Entzündungen der Leber werden meist durch Viren, Gifte, Medikamente oder Autoimmunerkrankungen ausgelöst. Je nach Ursache entscheidet man verschiedene Hepatitis-Formen. Von der Entzündung können bestimmte Bereiche oder aber das gesamte Organ betroffen sein. Die Entzündung schädigt die Leberzellen, was wiederum die Leberfunktion beeinträchtigt. Um den Schweregrad der Entzündung besser abzuschätzen und um die Ursache zu ermitteln, kann eine Entnahme von Gewebe (Biopsie) aus der Leber notwendig sein. Das Gewebe wird anschließend mikroskopisch untersucht.

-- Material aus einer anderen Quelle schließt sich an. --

PR #727, opened 2017-06-05
Update mirrored Shadowsocks Android APK to 4.1.8.

cpu:
The `shadowsocks-android` project has tagged a `4.1.8` release today
that reintroduces the built-in QR code scanner. Some Streisand users
have found this feature helpful in the event they don't have the ZXing
QR code scanner and can't access Google Play to get it.

This commit updates the Streisand mirror's copy of the Shadowsocks
Android client to version 4.1.8.

Resolves https://github.com/jlund/streisand/issues/349


cpu:
Tested with an Android client using the mirrored APK connecting to a fresh GCE instance. Works as expected.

Je nach Ursache der Leberentzündung gibt es unterschiedliche Behandlungsformen. Wurde die Entzündung durch Alkohol oder Medikamente hervorgerufen, sind diese künftig strikt zu meiden. Fast die Hälfte der Leberentzündungen können mit Medikamenten gut behandelt werden. Ist die Leberfunktion jedoch stark eingeschränkt oder nicht mehr heilbar, muss eine Lebertransplantation durchgeführt werden.

Eine Leberzirrhose ist die Folge einer chronischen Erkrankung. Bei einer Leberzirrhose wandelt sich das Lebergewebe nach und nach in Narben- und Bindegewebe um. Je mehr Gewebe sich umwandelt, desto mehr ist die Funktion eingeschränkt. Dabei lässt sich die Umwandlung von Gewebe nicht mehr rückgängig machen. Mit einer Blutuntersuchung, mittels Ultraschall oder auch einer Leberpunktion wird geklärt, wie stark die Leber bereits angegriffen ist und die entsprechende Therapie festgelegt. Mit der Behandlung versucht man das Fortschreiten der Erkrankung aufzuhalten: Leberschädigende Stoffe müssen gemieden werden, die Auslöser der Krankheit werden behandelt. Zudem werden auch mögliche Komplikationen, die durch die Krankheit im Körper entstehen, behandelt.

Lebertumore entstehen in 80 Prozent der Fälle in Folge einer bestehenden Leberzirrhose. Die häufigste Krebserkrankung der Leber sind jedoch Tochtergeschwülste, sogenannte Metastasen, aus anderen Organen. Über die richtige Therapie entscheiden wir bei jedem Patienten gemeinsam im Onkologischen Zentrum. Im Rahmen unserer wöchentlich stattfindenden Tumorkonferenz stimmen wir die Behandlung unserer Patienten mit den anderen Fachabteilungen der Klinik ab und legen gemeinsam einen individuellen Therapieplan fest, der neben operativen Eingriffen auch notwendige Vor- und Nachbehandlungen wie Chemotherapie, oder Strahlentherapie umfasst.